**PROVIDED ENTRIES:**
───

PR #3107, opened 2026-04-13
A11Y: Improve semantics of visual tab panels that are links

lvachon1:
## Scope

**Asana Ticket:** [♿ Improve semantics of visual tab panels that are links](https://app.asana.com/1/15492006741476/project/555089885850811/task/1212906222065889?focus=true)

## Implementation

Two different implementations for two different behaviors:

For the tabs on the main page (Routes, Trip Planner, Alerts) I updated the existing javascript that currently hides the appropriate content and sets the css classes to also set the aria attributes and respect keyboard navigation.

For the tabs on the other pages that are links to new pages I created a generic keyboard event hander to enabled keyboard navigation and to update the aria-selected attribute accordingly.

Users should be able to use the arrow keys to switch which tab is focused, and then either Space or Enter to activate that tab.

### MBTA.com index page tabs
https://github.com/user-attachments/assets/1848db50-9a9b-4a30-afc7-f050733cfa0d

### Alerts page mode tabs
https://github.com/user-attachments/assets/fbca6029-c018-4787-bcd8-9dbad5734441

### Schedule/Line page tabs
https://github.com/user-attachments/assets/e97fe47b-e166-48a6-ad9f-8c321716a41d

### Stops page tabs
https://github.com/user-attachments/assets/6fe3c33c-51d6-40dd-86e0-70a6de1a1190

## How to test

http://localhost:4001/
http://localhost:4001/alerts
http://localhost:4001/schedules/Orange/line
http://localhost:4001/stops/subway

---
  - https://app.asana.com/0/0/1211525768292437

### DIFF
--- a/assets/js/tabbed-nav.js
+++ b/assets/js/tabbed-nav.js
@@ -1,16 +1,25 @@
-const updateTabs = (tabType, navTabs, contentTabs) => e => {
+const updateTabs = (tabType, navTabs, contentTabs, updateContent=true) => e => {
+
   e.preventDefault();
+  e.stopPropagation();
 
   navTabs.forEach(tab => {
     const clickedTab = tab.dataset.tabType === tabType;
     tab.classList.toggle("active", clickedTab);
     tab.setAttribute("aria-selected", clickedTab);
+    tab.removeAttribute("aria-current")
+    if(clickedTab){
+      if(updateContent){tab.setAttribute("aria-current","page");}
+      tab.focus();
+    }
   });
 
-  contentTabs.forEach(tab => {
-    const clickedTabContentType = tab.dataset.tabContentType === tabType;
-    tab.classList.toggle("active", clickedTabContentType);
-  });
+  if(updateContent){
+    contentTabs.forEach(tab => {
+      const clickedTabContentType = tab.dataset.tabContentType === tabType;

───

**ASSIGNED TASK:** Nothing in the data may be left out. Copy all of it exactly.

**SOLVED EXERCISE:**
PR #3107, opened 2026-04-13
A11Y: Improve semantics of visual tab panels that are links

lvachon1:
## Scope

**Asana Ticket:** [♿ Improve semantics of visual tab panels that are links](https://app.asana.com/1/15492006741476/project/555089885850811/task/1212906222065889?focus=true)

## Implementation

Two different implementations for two different behaviors:

For the tabs on the main page (Routes, Trip Planner, Alerts) I updated the existing javascript that currently hides the appropriate content and sets the css classes to also set the aria attributes and respect keyboard navigation.

For the tabs on the other pages that are links to new pages I created a generic keyboard event hander to enabled keyboard navigation and to update the aria-selected attribute accordingly.

Users should be able to use the arrow keys to switch which tab is focused, and then either Space or Enter to activate that tab.

### MBTA.com index page tabs
https://github.com/user-attachments/assets/1848db50-9a9b-4a30-afc7-f050733cfa0d

### Alerts page mode tabs
https://github.com/user-attachments/assets/fbca6029-c018-4787-bcd8-9dbad5734441

### Schedule/Line page tabs
https://github.com/user-attachments/assets/e97fe47b-e166-48a6-ad9f-8c321716a41d

### Stops page tabs
https://github.com/user-attachments/assets/6fe3c33c-51d6-40dd-86e0-70a6de1a1190

## How to test

http://localhost:4001/
http://localhost:4001/alerts
http://localhost:4001/schedules/Orange/line
http://localhost:4001/stops/subway

---
  - https://app.asana.com/0/0/1211525768292437

### DIFF
--- a/assets/js/tabbed-nav.js
+++ b/assets/js/tabbed-nav.js
@@ -1,16 +1,25 @@
-const updateTabs = (tabType, navTabs, contentTabs) => e => {
+const updateTabs = (tabType, navTabs, contentTabs, updateContent=true) => e => {
+
   e.preventDefault();
+  e.stopPropagation();
 
   navTabs.forEach(tab => {
     const clickedTab = tab.dataset.tabType === tabType;
     tab.classList.toggle("active", clickedTab);
     tab.setAttribute("aria-selected", clickedTab);
+    tab.removeAttribute("aria-current")
+    if(clickedTab){
+      if(updateContent){tab.setAttribute("aria-current","page");}
+      tab.focus();
+    }
   });
 
-  contentTabs.forEach(tab => {
-    const clickedTabContentType = tab.dataset.tabContentType === tabType;
-    tab.classList.toggle("active", clickedTabContentType);
-  });
+  if(updateContent){
+    contentTabs.forEach(tab => {
+      const clickedTabContentType = tab.dataset.tabContentType === tabType;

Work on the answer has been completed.